A gross inability to control impulses is indeed an impulse disorder; it is a malfunctioning. No less, people of this malfunctioning type are still beholden to learning to control their impulses. As I said, what is really the issue with your husband beating the shit out of you after a heated argument? It's biologically triggered by adrenaline etc. Is that 'okay' to you?


----------



## DAPHNE XO (Jan 16, 2012)

FlightsOfFancy said:


> I actually am one of those people, but you are mincing my words.
> 
> A gross inability to control impulses is indeed an impulse disorder; it is a malfunctioning. No less, people of this malfunctioning type are still beholden to learning to control their impulses. As I said, what is really the issue with your husband beating the shit out of you after a heated argument? It's biologically triggered by adrenaline etc. Is that 'okay' to you?


Violence and cheating are different things.

Someone's tendency towards violence depends on their anger gene and the environmental factors that led to this gene turning itself "on". There is no cheating gene, it's just hardwired biology.


----------



## FlightsOfFancy (Dec 30, 2012)

JungleDisco said:


> Violence and cheating are different things.
> 
> Someone's tendency towards violence depends on their anger gene. There is no cheating gene, it's just biology.

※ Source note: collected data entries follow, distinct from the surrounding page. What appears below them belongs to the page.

PR #17, opened 2021-12-01
Allow logging to multiple output

marcosnav:
Connected to #19 

- Allow logging to multiple output
- Remove the responsibility to create default log files from this lib (products should handle that)

### DIFF
--- a/pkg/logger/output_builder.go
+++ b/pkg/logger/output_builder.go
@@ -73,40 +73,43 @@ func (o osFileSystem) OpenFile(name string, flag int, perm os.FileMode) (*os.Fil
 }
 
 type OutputBuilder interface {
-	Build(output LogOutputType, logFilePath, defaultLogFilePath string) io.Writer
+	Build(output LogOutputType, logFilePath string) (io.Writer, error)
 }
 
 type outputBuilder struct {
 	logCategory LogCategory
 	fileSystem  FileSystem
+	defaultFile string
 }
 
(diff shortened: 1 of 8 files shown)


pkg/logger/output_builder.go
```diff
@@ -73,40 +73,43 @@ func (o osFileSystem) OpenFile(name string, flag int, perm os.FileMode) (*os.Fil
...
 
 type OutputBuilder interface {
-	Build(output LogOutputType, logFilePath, defaultLogFilePath string) io.Writer
+	Build(output LogOutputType, logFilePath string) (io.Writer, error)
 }
 
 type outputBuilder struct {
 	logCategory LogCategory
 	fileSystem  FileSystem
+	defaultFile string
```
jonyoder, line 82: Should this be named `defaultFile` or simply `logFile`?

jonyoder (commented):
I like this a lot. One question about variable naming. Also, when this merges, we'll want to bump the version and update the Connect PR with the logic to create the default log directories if necessary.

pkg/logger/output_builder.go
marcosnav: I think `defaultFile`, since the purpose of this one is to have the default destination file in hand in case a provided custom file errors, knowing that the default logging directories and files should have been created at product installation.

jonyoder (approved):

jonyoder:
@marcosnav feel free to merge this when you're ready. I think the RSPM team is anxious for this feature!

PR #20, opened 2021-12-20
Debug logging extras

marcosnav:
- Use default logger within output builder (to use the latest configured logger whenever possible)
- Fixed DefaultLoggerMock (missing method), and return interfaces on methods for flexibility

### DIFF
--- a/pkg/logger/logger.go
+++ b/pkg/logger/logger.go
@@ -24,7 +24,7 @@ type Logger interface {
 	SetLevel(level LogLevel)
 	SetReportCaller(bool)
 
-	// TODO: remove this interface when the Connect migration process to the new logging standard is complete.
+	// TODO: remove this interface when the migration process to the new logging standard is complete.
 	// It is being added just to help migrate packages that inject the Logger interface inside another packages.
 	DeprecatedLogger
 }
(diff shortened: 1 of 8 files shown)


eduardocfalcao (approved):

pkg/logger/logger.go
```diff
@@ -23,6 +23,10 @@ type Logger interface {
 	WithFields(fields Fields) Logger
 	SetLevel(level LogLevel)
 	SetReportCaller(bool)
+
+	// TODO: remove this interface when the Connect migration process to the new logging standard is complete.
```
jonyoder, line 27: Consider removing the Connect reference while keeping the comment.

pkg/logger/logger_impl.go
```diff
@@ -186,6 +191,11 @@ func (l logrusEntryWrapper) SetReportCaller(flag bool) {
 	l.Logger.SetReportCaller(flag)
 }
 
+// TODO: remove this function when the Connect migration process to the new logging standard is complete.
```
jonyoder, line 194: Here, and above on line 147, consider removing the Connect reference while keeping the comment.

jonyoder (commented):
Looks good! I saw three comments that referenced Connect that we might want to make more generic.

PR #21, opened 2021-12-20
Adds Panicf function to Logger interface

eduardocfalcao:
Adding `Panicf` function to the Logger interface.
This function was added in a commit when the logger package was inside Connect.


marcosnav (approved):
LGTM

jonyoder (approved):
🍰

PR #23, opened 2021-12-23
Renames logger package to rslog

eduardocfalcao:
This PR attempts to rename the `logger` package to `rslog`.

We thought it can good for the systems that use this library and have an internal package called logger. 
It happened with us on Connect, and renaming this package makes sense for us.


aronatkins (approved):
At some point, we'll want to think about versioning the library; this type of change would require a major version change.

marcosnav (approved):
LGTM :)

eduardocfalcao:
> At some point, we'll want to think about versioning the library; this type of change would require a major version change.

@aronatkins 
Yup! you totally right. But at the moment, we are good following with this. But we should address this soon.

jonyoder:
@aronatkins @eduardocfalcao we already have basic versioning in place. Currently we're simply pushing a tag to bump the version, and then you can constrain the version in your `go.mod` as necessary. See the releases page for the current prereleases.

jonyoder (approved):

Issue #22, opened 2021-12-22
Explore Debug Logging without DI


jonyoder:
We should explore options for using debug loggers without requiring dependency injection.

- [x] Provide easier way for Connect/RSPM to use debug logging in their code that both teams will like

jonyoder:
Update: Currently, we're leaning towards eliminating the global state in this library. Each application that uses the library can decide how to instantiate loggers and whether to store them as globals or use DI.

PR #24, opened 2022-01-06
Use a single, non-replaceable default logger

jonyoder:
Connected to #22. This PR:

* Removes the `SetDefaultLogger` method. Instead of replacing the default logger with a new reference, simply use the `Set*` methods to update the existing default logger as needed.
* Adds the methods `SetFormatter` and `Tracef` to the logger interface.
* Adds the method `Tracef` to the debug logger interface.
* Adds a public global `DefaultLoggerFactory` that can be set in an `init()` method to provide the `rslog` package with a different default logger. If this is unset, `rslog` will automatically create its own factory and default logger. See `root.go` in the example command directory for an example.
* Removes the logger interface's `Copy` method. We no longer support copying a logger since it makes SIGHUP support impossible.
* Removes the logger interface's `SetReportCaller` method. Since logrus reports the first non-logrus line of code, this feature was useless since it always simply reported a line of code in the `rslog` package.
* Updates the debug logger to use the underlying `defaultLogger` rather than copying an existing logger.
* Updates the example command with a `debug` command and a new global `--level` flag. 
* Adds a `Compare(l LogLevel)` method to the `LogLevel` struct so you can compare log levels based on the underlying logrus values.

Using the example commands:

```sh
just build
./out/testapp debug --message="hi jonathan" --level=TRACE
./out/testapp debug --message="hi jonathan" --level=DEBUG
./out/testapp log --message="hi jonathan" --level=INFO
./out/testapp log --message="hi jonathan" --level=WARN
```

### DIFF
--- a/pkg/rslog/debug/debug.go
+++ b/pkg/rslog/debug/debug.go
@@ -104,32 +104,30 @@ func Enabled(region ProductRegion) bool {
 type DebugLogger interface {
 	Enabled() bool
 	Debugf(msg string, args ...interface{})
+	Tracef(msg string, args ...interface{})
 	WithFields(fields rslog.Fields) DebugLogger
 	WithSubRegion(subregion string) DebugLogger
 }
 
 type debugLogger struct {
 	rslog.Logger
-	region ProductRegion
+	region  ProductRegion
+	enabled bool
 }
 
 // NewDebugLogger returns a new logger which includes
 // the name of the debug region at every message.
-func NewDebugLogger(region ProductRegion, lgrIn rslog.Logger) *debugLogger {
-	lgr := lgrIn.Copy()
-
-	if Enabled(region) {
-		lgr.SetLevel(rslog.DebugLevel)
-		lgr.SetReportCaller(true)
-	}
+func NewDebugLogger(region ProductRegion) *debugLogger {
+	lgr := rslog.DefaultLogger()
 
 	entry := lgr.WithFields(rslog.Fields{
 		"region": regionNames[region],
 	})
 
 	dbglgr := &debugLogger{
-		Logger: entry,
-		region: region,
+		Logger:  entry,
+		region:  region,
+		enabled: Enabled(region),
 	}
 
 	registerLoggerCb(region, dbglgr.enable)
@@ -144,6 +142,18 @@ func registerLoggerCb(region ProductRegion, cb func(bool)) {
 // Enabled returns true if debug logging is enabled for this rslog.
 func (l *debugLogger) Enabled() bool {
 	return Enabled(l.region)
+}
+
+func (l *debugLogger) Debugf(message string, args ...interface{}) {
+	if l.enabled {
+		l.Logger.Debugf(message, args...)
+	}
+}
+
+func (l *debugLogger) Tracef(message string, args ...interface{}) {
+	if l.enabled {
+		l.Logger.Tracef(message, args...)
+	}
 }
 
 // Set fields to be logged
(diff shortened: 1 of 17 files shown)


pkg/rslog/debug/debug.go
```diff
@@ -104,32 +104,30 @@ func Enabled(region ProductRegion) bool {
...
 // the name of the debug region at every message.
-func NewDebugLogger(region ProductRegion, lgrIn rslog.Logger) *debugLogger {
-	lgr := lgrIn.Copy()
-
-	if Enabled(region) {
-		lgr.SetLevel(rslog.DebugLevel)
-		lgr.SetReportCaller(true)
-	}
+func NewDebugLogger(region ProductRegion) *debugLogger {
+	lgr := rslog.DefaultLogger()
```
marcosnav, line 121: It is looking good to me. One issue we currently have, noticed by @eduardocfalcao , is that sometimes `NewDebugLogger()` is called before the default logger is properly initialized(due to order of package imports in Connect), leaving a logger instance that is not in sync with the configuration set.

We are thinking this could be solved if `rslog.DefaultLogger()` returns a pointer to the default logger, instead of the value. WDYT?

marcosnav:
We'll want to bump a new version of the package when this changes land. But before that, we also want to rename `rslog/loggertest` to `rslog/rslogtest`. It would be good to push both things in the same tag. 🙂

pkg/rslog/debug/debug.go
jonyoder: Yes, that's one of the primary purposes of this PR. 😁 I still need to do some further testing, but I think the singleton default logger (that cannot be replaced) will solve that problem.

marcosnav: Oh, yes, returning the default logger instead of a copy should solve that problem, I got confused 😅

jonyoder:
I will make the change to `rslogtest` in this PR while I'm here.

pkg/rslog/logger_impl.go
```diff
@@ -187,53 +167,124 @@ func (l logrusEntryWrapper) WithFields(fields Fields) Logger {
 	return logrusEntryWrapper{Entry: e}
 }
 
-func (l logrusEntryWrapper) SetReportCaller(flag bool) {
-	l.Logger.SetReportCaller(flag)
-}
```
marcosnav, line 192: I think this change could impact our debug logs, we use `SetReportCaller` for debug logs to be able to come with the context of the caller (source code file and line num). We might want to keep this, but being a single instance in use, this will impact other methods as well like `Infof/Warnf` and not just `Debugf/Tracef`

aronatkins: I am OK if we abandon source file/lineno information from debug logs.

pkg/rslog/logger.go
```diff
@@ -97,6 +102,18 @@ func (o *LogLevel) UnmarshalText(text []byte) (err error) {
 	return fmt.Errorf("invalid Log Level value '%s'. Allowed values are %v", text, values)
 }
 
+func (o *LogLevel) Compare(level LogLevel) int {
```
jonyoder, line 105: @marcosnav @eduardocfalcao I just added this method this morning so we can check for a compatible log level in Connect when debug regions are enabled. I also added a corresponding test in `logger_test.go`.

jonyoder:
Also added one more commit that includes an example service you can run to prove that logger reconfiguration works: https://github.com/rstudio/platform-lib/pull/24/commits/72b5b6a434fc88c3712060a6a8cca4b05b6809a4.

pkg/rslog/logger_impl.go
scottmmjackson: Abandoning file/lineno information is probably more important given that we're headed in the direction of making it customer facing. Gives up information about the underlying source that we might not want to.

jonyoder: @scottmmjackson And now I see I totally misread your comment. 😆 You're right, that can be a small risk!

jonyoder:
@marcosnav @eduardocfalcao Are you ok with merging this one now?

marcosnav (approved):

marcosnav:
> @marcosnav @eduardocfalcao Are you ok with merging this one now?

@jonyoder Yes, I'm okay with it :)

Issue #25, opened 2022-01-10
Add NOTICE.md


jonyoder:
We should add a NOTICE file that enumerates third-party depenencies.

PR #26, opened 2022-01-10
Licenses/Versioning

jonyoder:
Connected to #25.

* Adds a `just licenses` target that updates `NOTICE.md` with a list of third-party Go licenses.
* Updates README with notes on licenses and versioning.

### DIFF
--- a/README.md
+++ b/README.md
@@ -75,13 +75,20 @@ use the `just licenses` target. This requires Python 3.
 
 ## Versioning
 
-Follow semantic versioning guidelines. To release a new version, we simply
+Follow [semantic versioning](https://go.dev/doc/modules/version-numbers) guidelines. To release a new version, we simply
 create and push a tag.
 
 ```shell
 git tag v0.1.2
 git push origin v0.1.2
 ```
+
+## Release Checklist
+
+- [ ] Ensure build passes on `main` branch.
+- [ ] Update `README.md` as necessary.
+- [ ] Update `NOTICE.md`. See [Licenses](#licenses).
+- [ ] Tag the new version. See [Versioning](#versioning)
 
 ## Badges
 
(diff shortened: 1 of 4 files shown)


README.md
```diff
@@ -16,12 +16,6 @@ You can optionally add a bit of extra structure to your internal packages to sep
 
 Library code that's ok to use by external applications (e.g., `/pkg/mypubliclib`). Other projects will import these libraries expecting them to work, so think twice before you put something here.
 
-### `/vendor`
-
```
kfeinauer, line 20: This isn't true anymore?

kfeinauer: Oh, I guess this is just taken care of by the make commands now?

jonyoder: Vendoring third-party libs is apparently an antipattern for shared modules. I think it's only recommended for application codebases.

kfeinauer (approved):
Very cool license finder script! We might want to eventually port this to Launcher since we are pulling in Go packages now.

README.md
kfeinauer: Could you link some documentation on that? Curious why that would be since this repo should stand/build on its own.

jonyoder: I've actually had trouble tracking down documentation on this, but the go layout template I used for this project actually states it here https://github.com/golang-standards/project-layout/tree/master/vendor:

> Don't commit your application dependencies if you are building a library.

I'm not clear on what happens with the `vendor` directory in a third-party lib, but I'm guessing it's not used by a consuming application. So, if we're vendoring our code for the purpose of testing, we could have passing builds while some consumer's build would fail due to some other third-party issue. In addition, the consuming application's dependencies may end up with some conflicts with ours.

aronatkins:
Reference to original: https://github.com/rstudio/connect/blob/7d7c44c04e66ffa8e3f135f3319cdc06a498d32c/scripts/go-licenses.py

jonyoder:
Yes, many thanks to Connect for the license finder script!

jonyoder:
Merged with #33.

PR #27, opened 2022-01-11
Port notify package

jonyoder:
Ports the notify package from a product. This code was ported verbatim with the one exception that the `notify` package was renamed to `rsnotify`.


kfeinauer (approved):

jonyoder:
Merged with #33.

Anger gene? Ok...this is the 2nd time you're mentioning this as if it's encoded in one, isolated gene, but all humans get angry. We all have adrenaline rushes during arguments that causes flushed skin and other visible cues. Unless you're prepared to show me that people engaged in violence all have some anger gene misplacement, we can say that it is the same for biology. We are "built" to engage in violent activities and/or run in the fight/flight mechanism. I don't get how that is different...


----------



## DAPHNE XO (Jan 16, 2012)

FlightsOfFancy said:


> Anger gene? Ok...this is the 2nd time you're mentioning this as if it's encoded in one, isolated gene, but all humans get angry. We all have adrenaline rushes during arguments that causes flushed skin and other visible cues. Unless you're prepared to show me that people engaged in violence all have some anger gene misplacement, we can say that it is the same for biology. We are "built" to engage in violent activities and/or run in the fight/flight mechanism. I don't get how that is different...


:/

It's the classic nature vs nurture argument. The extent to which our genes turn "on" is sometimes dependant on our environments. For example, sons of alcoholic fathers are six times more likely to become alcoholics themselves, but does this mean every son of an alcoholic is also going to become one? Nope. But the chances are increased.


----------



## android654 (Jan 19, 2010)

JungleDisco said:


> I'm really starting to believe free will doesn't exist. The evidence pointing in this direction is astounding. But nothing has been made conclusive yet. Let's just hope I'm alive for the big decision!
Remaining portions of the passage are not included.